All the records below must be returned exactly as they stand.

◇ ◇ ◇ ◇

PR #490, opened 2019-06-16
Revert "Merge pull request #451 from DFE-Digital/1598-use-callbacks-to-add-or-remove-course-sites"

misaka:
This reverts commit cc1eadf5c099861f9ac2efe272fd6e742c2fc6bc, reversing
changes made to 07c22b2d36931e6a18fb56ba557c4e2ddc186aae.

A nasty, gnarly bug was discovered which hadn't been tested for. When using
callbacks and the built-in has-many-through mechanism it seems to be impossible,
in a practical sense, to modify existing sites statuses back to "running" when
being created instead of instantiating new ones. As we are likely to be
modifying the data model to remove the use of these statuses anyway, reverting
this and focusing on revising the data model seems like the best use of time.

### Checklist

- [x] Attach to Trello card
- [ ] Rebased master
- [ ] Cleaned commit history


misaka:
Ya, I spent a good portion of Friday evening delving into some of the internals of `ActiveRecord` to come to this conclusion. I was a little surprised and disappointed that this kind of thing didn't work, though:

```ruby
  has_many(:active_site_statuses,
           -> { active },
           class_name: 'SiteStatus') do
    def build(attributes = {}, &block)
      existing_site_status = target.find { |ss| ss.site_id == attributes[:site_id] }
      existing_site_status || super
    end
  end
```

I think the best approach would be, if possible, to remove the use of the status column completely and just use presence to determine whether the site is new/running, however I'm not sure if we have a requirement to send discontinued/suspended site_statuses to UCAS or not.

timabell:
[Changing locations on courses creates duplicate site statuses](https://trello.com/c/XChPfqwl/1638-changing-locations-on-courses-creates-duplicate-site-statuses)

timabell:
LGTM, couldn't see any new usages that have crept in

◇ ◇ ◇ ◇

● **WRITTEN RESPONSE**
PR #490, opened 2019-06-16
Revert "Merge pull request #451 from DFE-Digital/1598-use-callbacks-to-add-or-remove-course-sites"

misaka:
This reverts commit cc1eadf5c099861f9ac2efe272fd6e742c2fc6bc, reversing
changes made to 07c22b2d36931e6a18fb56ba557c4e2ddc186aae.

A nasty, gnarly bug was discovered which hadn't been tested for. When using
callbacks and the built-in has-many-through mechanism it seems to be impossible,
in a practical sense, to modify existing sites statuses back to "running" when
being created instead of instantiating new ones. As we are likely to be
modifying the data model to remove the use of these statuses anyway, reverting
this and focusing on revising the data model seems like the best use of time.

### Checklist

- [x] Attach to Trello card
- [ ] Rebased master
- [ ] Cleaned commit history


misaka:
Ya, I spent a good portion of Friday evening delving into some of the internals of `ActiveRecord` to come to this conclusion. I was a little surprised and disappointed that this kind of thing didn't work, though:

```ruby
  has_many(:active_site_statuses,
           -> { active },
           class_name: 'SiteStatus') do
    def build(attributes = {}, &block)
      existing_site_status = target.find { |ss| ss.site_id == attributes[:site_id] }
      existing_site_status || super
    end
  end
```

I think the best approach would be, if possible, to remove the use of the status column completely and just use presence to determine whether the site is new/running, however I'm not sure if we have a requirement to send discontinued/suspended site_statuses to UCAS or not.

timabell:
[Changing locations on courses creates duplicate site statuses](https://trello.com/c/XChPfqwl/1638-changing-locations-on-courses-creates-duplicate-site-statuses)

timabell:
LGTM, couldn't see any new usages that have crept in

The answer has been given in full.